> [What the task requires]: Copy out, from the entries below, each line holding the string "your".

> [Information shown]:

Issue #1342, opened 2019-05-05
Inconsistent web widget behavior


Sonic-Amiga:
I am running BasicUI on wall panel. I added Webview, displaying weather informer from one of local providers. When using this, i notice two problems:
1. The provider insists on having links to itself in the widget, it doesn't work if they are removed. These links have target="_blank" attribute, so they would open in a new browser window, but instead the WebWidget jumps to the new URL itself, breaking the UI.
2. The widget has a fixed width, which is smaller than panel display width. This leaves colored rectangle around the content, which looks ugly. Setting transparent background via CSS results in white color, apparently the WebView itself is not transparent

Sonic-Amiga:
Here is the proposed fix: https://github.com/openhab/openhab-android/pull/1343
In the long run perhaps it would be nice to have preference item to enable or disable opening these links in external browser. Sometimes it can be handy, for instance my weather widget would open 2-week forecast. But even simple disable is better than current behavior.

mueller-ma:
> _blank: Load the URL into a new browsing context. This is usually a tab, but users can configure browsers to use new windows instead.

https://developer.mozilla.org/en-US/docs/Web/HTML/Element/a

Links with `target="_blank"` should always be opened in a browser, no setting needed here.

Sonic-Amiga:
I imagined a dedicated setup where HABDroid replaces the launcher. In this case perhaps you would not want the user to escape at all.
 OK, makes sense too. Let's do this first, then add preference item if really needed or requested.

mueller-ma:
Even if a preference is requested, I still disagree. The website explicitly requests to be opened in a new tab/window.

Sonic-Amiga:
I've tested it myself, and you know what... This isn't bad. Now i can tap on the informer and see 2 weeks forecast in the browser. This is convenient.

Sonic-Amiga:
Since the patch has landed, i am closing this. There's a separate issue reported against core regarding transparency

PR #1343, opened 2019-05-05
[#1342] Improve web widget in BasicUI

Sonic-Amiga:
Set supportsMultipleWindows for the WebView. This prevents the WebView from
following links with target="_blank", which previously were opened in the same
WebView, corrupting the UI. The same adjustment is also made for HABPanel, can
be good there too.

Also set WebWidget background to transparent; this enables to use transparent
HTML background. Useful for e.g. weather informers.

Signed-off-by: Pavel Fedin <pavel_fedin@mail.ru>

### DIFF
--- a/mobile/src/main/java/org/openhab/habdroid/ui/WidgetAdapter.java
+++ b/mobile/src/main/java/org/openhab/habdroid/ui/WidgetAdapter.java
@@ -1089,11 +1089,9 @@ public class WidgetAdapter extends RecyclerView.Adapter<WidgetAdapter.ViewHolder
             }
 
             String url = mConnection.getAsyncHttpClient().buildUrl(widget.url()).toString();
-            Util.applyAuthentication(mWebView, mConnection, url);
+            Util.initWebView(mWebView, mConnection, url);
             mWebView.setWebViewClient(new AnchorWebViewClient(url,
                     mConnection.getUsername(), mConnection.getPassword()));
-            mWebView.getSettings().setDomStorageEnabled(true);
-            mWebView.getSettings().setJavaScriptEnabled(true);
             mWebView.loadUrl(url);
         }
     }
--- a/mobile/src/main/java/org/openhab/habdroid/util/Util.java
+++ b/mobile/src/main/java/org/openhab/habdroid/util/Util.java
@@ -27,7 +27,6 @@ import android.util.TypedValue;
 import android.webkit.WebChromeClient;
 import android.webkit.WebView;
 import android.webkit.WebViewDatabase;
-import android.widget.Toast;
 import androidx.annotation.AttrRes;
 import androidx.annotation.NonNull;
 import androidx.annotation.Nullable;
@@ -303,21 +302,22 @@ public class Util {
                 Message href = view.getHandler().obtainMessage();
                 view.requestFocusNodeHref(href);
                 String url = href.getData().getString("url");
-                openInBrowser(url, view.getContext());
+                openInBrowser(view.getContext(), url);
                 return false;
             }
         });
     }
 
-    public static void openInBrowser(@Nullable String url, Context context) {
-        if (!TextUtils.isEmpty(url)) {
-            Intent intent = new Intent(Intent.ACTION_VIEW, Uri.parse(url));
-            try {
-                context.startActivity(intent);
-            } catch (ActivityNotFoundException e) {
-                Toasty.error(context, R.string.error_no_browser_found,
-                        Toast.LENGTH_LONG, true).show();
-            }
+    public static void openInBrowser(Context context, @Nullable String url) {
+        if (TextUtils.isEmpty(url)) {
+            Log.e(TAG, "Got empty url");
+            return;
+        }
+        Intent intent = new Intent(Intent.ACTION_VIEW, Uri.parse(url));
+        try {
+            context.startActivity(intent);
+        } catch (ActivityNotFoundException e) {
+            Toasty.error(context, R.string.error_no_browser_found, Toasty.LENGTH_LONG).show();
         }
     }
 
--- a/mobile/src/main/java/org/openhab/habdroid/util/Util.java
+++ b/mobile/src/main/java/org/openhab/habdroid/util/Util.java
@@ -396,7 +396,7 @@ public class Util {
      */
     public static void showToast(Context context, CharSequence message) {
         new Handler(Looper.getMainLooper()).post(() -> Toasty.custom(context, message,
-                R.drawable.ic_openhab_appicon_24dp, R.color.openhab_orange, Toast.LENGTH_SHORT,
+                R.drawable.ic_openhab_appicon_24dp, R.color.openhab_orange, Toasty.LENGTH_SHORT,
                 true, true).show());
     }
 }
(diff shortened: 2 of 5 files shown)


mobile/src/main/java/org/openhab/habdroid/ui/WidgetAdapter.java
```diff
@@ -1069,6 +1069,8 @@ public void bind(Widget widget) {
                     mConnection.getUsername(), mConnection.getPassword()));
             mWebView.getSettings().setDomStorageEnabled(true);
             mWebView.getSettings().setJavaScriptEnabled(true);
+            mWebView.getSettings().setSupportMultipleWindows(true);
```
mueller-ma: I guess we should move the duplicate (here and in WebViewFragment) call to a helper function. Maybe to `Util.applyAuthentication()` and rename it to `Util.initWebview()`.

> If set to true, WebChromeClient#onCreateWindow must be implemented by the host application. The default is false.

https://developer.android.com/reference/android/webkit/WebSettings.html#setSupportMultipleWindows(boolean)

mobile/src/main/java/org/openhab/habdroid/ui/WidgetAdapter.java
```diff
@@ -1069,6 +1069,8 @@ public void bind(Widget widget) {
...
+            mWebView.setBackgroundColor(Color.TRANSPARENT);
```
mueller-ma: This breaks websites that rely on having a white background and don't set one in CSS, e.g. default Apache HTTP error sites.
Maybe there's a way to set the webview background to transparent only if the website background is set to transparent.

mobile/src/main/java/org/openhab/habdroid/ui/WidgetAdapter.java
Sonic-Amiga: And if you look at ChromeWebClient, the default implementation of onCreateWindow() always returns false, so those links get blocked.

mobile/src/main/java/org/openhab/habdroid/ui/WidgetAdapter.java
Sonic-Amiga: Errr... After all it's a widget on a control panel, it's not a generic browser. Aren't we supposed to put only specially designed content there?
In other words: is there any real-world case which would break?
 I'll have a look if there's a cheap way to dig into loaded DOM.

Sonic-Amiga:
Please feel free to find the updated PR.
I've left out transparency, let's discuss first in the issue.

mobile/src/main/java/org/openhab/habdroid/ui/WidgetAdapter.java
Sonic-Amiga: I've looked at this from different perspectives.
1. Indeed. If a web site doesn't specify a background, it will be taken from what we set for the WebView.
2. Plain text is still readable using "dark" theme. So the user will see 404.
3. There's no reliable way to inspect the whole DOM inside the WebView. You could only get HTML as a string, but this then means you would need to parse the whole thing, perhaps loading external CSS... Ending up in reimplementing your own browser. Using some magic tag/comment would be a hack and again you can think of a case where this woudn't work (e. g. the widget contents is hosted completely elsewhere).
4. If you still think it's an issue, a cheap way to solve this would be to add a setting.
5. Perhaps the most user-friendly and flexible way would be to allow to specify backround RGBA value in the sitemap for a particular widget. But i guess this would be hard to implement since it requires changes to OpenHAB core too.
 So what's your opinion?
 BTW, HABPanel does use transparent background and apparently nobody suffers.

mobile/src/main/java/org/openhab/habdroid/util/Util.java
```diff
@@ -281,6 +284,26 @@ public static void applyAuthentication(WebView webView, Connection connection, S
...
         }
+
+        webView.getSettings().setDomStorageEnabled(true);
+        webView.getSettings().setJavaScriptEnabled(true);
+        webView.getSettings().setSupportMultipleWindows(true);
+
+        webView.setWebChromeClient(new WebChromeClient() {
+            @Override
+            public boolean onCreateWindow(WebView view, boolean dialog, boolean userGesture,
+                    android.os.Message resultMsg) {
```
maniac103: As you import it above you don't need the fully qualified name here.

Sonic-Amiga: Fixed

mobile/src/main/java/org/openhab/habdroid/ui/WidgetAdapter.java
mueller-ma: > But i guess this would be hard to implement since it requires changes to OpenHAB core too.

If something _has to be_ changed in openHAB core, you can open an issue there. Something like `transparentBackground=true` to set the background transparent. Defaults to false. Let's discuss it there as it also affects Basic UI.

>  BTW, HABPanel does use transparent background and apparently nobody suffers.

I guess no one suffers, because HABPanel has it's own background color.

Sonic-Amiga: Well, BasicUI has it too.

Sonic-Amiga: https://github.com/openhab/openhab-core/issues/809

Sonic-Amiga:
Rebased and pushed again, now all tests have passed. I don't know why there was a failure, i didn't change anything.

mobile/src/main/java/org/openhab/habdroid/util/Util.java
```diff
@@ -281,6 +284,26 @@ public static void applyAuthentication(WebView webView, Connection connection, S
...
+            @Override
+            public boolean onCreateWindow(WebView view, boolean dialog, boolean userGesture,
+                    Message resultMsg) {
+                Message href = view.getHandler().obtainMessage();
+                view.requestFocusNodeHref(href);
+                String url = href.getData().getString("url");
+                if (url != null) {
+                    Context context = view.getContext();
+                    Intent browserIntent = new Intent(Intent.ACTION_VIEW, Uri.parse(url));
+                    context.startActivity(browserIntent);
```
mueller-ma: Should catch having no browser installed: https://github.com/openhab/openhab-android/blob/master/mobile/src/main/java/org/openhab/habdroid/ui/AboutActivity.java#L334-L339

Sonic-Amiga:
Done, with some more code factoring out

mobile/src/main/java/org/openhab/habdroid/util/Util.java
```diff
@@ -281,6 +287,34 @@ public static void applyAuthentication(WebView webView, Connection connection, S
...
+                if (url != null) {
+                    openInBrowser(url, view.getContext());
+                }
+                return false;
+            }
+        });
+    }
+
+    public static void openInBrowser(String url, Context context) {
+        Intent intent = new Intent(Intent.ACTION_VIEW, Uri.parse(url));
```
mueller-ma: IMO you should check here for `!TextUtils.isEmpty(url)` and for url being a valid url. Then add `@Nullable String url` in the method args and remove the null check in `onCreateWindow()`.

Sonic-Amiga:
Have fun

--

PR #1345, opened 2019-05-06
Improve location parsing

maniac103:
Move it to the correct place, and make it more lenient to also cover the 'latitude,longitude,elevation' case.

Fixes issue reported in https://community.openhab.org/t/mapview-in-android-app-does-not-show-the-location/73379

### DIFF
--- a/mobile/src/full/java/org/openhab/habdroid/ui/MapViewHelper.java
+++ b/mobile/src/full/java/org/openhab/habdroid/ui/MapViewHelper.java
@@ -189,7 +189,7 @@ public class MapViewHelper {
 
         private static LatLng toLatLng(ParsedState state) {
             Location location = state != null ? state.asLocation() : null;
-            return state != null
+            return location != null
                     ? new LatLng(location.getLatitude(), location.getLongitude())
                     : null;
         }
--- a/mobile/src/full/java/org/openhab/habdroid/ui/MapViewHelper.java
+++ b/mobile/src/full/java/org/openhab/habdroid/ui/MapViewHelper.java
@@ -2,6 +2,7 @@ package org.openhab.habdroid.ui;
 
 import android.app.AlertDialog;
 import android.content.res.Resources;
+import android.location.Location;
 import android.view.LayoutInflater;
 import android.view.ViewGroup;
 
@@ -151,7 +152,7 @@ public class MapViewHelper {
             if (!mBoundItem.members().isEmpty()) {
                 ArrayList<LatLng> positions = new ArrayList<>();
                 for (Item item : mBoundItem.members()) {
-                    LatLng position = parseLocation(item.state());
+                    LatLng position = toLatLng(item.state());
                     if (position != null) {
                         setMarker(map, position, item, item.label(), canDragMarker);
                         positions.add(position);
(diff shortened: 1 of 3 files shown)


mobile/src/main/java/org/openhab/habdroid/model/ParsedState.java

==

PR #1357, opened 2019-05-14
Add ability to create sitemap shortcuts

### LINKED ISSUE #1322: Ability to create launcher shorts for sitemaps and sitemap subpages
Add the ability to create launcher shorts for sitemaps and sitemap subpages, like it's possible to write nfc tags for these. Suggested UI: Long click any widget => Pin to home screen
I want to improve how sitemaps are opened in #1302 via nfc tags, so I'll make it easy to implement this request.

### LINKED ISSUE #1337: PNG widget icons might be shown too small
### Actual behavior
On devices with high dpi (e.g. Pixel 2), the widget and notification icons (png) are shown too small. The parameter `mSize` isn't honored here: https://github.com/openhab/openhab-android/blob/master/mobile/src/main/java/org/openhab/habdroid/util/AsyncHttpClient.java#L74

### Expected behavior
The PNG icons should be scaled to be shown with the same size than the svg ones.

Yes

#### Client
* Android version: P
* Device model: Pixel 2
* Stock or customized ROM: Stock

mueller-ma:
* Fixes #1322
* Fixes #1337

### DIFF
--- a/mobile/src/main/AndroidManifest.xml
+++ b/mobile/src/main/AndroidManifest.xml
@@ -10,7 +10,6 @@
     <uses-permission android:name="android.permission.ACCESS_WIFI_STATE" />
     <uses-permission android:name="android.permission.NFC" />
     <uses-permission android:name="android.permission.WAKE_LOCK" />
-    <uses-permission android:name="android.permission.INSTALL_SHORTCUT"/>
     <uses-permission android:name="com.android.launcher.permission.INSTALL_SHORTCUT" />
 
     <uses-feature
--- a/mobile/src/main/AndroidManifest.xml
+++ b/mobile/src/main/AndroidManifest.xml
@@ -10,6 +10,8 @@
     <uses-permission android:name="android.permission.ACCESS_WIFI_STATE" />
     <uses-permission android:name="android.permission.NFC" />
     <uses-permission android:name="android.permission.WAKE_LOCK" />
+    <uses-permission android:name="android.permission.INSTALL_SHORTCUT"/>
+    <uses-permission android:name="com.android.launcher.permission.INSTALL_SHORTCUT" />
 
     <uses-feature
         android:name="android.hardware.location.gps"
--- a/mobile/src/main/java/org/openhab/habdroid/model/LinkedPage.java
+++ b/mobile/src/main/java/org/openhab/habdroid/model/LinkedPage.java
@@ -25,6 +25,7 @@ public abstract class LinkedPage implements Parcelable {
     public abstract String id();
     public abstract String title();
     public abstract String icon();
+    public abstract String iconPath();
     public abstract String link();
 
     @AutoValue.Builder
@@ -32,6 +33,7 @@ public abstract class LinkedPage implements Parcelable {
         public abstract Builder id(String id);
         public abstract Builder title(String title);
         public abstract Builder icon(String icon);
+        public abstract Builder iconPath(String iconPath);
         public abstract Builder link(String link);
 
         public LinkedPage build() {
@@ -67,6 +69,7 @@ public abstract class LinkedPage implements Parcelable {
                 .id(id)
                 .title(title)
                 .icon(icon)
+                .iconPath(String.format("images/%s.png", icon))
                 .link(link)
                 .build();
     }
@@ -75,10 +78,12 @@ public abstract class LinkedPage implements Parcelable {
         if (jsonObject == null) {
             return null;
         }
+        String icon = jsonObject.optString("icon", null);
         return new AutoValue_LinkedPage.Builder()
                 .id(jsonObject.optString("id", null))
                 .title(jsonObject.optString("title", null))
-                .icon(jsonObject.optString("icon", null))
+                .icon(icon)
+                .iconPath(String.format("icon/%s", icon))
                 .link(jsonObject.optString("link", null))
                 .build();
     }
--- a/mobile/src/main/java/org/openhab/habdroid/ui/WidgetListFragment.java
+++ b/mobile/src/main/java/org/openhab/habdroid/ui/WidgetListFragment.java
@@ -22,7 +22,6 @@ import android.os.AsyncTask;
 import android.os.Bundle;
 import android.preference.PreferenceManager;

> [Task response]:
3. There's no reliable way to inspect the whole DOM inside the WebView. You could only get HTML as a string, but this then means you would need to parse the whole thing, perhaps loading external CSS... Ending up in reimplementing your own browser. Using some magic tag/comment would be a hack and again you can think of a case where this woudn't work (e. g. the widget contents is hosted completely elsewhere).
 So what's your opinion?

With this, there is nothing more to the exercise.